Going through the data below, please show each line containing the string "either".

Given information START

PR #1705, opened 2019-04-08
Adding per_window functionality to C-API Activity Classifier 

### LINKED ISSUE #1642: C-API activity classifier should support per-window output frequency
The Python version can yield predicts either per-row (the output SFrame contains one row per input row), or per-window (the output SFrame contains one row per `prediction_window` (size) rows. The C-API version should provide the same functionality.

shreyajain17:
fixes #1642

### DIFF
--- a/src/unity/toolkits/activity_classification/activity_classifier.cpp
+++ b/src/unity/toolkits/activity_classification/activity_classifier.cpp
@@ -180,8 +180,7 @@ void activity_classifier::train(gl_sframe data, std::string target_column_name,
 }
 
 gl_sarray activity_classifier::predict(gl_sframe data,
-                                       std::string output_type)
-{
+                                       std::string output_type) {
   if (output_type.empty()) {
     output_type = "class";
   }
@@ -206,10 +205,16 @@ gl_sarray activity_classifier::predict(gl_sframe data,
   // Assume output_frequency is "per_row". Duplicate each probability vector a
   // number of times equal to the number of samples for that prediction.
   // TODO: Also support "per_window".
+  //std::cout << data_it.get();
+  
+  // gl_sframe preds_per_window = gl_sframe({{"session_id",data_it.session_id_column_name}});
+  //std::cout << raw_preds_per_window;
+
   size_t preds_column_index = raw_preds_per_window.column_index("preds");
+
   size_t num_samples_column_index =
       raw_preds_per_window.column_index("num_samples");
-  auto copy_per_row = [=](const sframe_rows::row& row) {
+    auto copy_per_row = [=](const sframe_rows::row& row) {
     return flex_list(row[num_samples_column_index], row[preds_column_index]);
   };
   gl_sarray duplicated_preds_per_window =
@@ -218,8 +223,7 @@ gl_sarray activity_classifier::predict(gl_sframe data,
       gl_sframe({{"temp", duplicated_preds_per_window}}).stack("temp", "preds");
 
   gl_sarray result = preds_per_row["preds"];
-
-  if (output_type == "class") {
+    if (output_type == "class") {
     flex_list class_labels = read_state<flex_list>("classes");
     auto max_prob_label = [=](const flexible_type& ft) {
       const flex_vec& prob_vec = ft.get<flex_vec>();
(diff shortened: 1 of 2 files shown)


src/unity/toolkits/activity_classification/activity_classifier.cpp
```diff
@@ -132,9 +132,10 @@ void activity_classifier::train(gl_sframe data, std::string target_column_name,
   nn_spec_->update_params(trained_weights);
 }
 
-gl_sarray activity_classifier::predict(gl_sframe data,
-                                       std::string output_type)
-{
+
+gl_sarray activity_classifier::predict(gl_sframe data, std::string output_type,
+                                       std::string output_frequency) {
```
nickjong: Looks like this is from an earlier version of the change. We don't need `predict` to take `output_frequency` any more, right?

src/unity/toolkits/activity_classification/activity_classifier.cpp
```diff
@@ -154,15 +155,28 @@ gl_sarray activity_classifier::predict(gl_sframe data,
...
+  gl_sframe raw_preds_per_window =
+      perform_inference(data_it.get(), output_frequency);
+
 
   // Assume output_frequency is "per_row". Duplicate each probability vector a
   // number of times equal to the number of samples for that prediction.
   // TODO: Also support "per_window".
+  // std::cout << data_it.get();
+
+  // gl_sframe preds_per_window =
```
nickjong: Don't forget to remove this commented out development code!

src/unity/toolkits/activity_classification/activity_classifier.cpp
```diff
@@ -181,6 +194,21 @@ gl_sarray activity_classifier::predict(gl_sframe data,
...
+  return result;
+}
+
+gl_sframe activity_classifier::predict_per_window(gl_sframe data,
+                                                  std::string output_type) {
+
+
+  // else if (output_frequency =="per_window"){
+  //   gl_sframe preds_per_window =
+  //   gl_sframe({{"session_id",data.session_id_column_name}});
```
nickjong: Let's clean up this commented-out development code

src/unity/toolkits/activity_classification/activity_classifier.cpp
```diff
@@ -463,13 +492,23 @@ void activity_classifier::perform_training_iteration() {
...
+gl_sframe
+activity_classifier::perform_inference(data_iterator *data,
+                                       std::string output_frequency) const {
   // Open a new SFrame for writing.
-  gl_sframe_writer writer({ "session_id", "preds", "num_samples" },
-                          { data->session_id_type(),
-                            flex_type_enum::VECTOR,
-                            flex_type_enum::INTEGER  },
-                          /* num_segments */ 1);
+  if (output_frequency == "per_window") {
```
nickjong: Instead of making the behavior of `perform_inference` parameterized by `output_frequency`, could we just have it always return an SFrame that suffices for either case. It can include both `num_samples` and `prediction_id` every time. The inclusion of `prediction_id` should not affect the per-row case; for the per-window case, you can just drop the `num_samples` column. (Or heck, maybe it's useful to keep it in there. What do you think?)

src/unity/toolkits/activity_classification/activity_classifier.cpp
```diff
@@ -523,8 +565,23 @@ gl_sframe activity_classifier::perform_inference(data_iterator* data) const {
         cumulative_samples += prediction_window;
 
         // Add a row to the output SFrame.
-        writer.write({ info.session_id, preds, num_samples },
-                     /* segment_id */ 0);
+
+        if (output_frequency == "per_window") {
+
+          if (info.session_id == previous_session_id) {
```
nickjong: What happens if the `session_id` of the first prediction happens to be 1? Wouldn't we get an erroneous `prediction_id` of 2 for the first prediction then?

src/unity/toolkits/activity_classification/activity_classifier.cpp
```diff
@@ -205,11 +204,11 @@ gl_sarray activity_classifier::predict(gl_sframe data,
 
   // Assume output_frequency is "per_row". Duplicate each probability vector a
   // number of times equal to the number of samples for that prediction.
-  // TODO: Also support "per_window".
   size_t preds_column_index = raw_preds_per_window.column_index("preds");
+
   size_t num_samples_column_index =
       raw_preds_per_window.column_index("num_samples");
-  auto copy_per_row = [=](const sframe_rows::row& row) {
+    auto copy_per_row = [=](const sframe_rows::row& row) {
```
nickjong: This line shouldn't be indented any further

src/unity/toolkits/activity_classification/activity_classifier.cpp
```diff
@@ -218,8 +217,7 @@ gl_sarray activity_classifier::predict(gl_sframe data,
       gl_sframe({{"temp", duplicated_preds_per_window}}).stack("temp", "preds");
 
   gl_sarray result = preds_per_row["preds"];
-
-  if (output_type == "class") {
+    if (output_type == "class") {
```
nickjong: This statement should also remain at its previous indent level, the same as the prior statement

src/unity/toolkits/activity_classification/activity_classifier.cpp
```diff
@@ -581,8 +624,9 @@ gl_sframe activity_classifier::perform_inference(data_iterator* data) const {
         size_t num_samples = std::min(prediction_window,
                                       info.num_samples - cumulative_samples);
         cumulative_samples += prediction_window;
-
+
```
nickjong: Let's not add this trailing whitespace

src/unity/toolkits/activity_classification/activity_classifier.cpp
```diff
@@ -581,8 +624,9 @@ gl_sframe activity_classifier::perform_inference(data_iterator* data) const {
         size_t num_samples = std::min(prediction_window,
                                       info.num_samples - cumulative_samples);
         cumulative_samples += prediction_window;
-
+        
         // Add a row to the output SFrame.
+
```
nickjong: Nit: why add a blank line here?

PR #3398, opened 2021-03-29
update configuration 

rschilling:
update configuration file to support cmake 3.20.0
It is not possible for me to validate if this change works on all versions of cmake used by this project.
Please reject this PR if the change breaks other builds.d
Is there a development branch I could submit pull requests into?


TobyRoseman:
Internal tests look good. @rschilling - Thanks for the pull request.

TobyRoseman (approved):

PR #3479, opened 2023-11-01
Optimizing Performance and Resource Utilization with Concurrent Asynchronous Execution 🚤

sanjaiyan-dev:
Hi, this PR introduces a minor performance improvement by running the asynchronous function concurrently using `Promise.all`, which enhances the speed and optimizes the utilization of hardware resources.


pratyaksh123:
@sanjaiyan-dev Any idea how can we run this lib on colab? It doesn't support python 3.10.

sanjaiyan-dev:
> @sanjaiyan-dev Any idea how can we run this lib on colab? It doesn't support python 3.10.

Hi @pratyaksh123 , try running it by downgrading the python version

Given information END

• _Solved exercise_
The Python version can yield predicts either per-row (the output SFrame contains one row per input row), or per-window (the output SFrame contains one row per `prediction_window` (size) rows. The C-API version should provide the same functionality.
nickjong: Instead of making the behavior of `perform_inference` parameterized by `output_frequency`, could we just have it always return an SFrame that suffices for either case. It can include both `num_samples` and `prediction_id` every time. The inclusion of `prediction_id` should not affect the per-row case; for the per-window case, you can just drop the `num_samples` column. (Or heck, maybe it's useful to keep it in there. What do you think?)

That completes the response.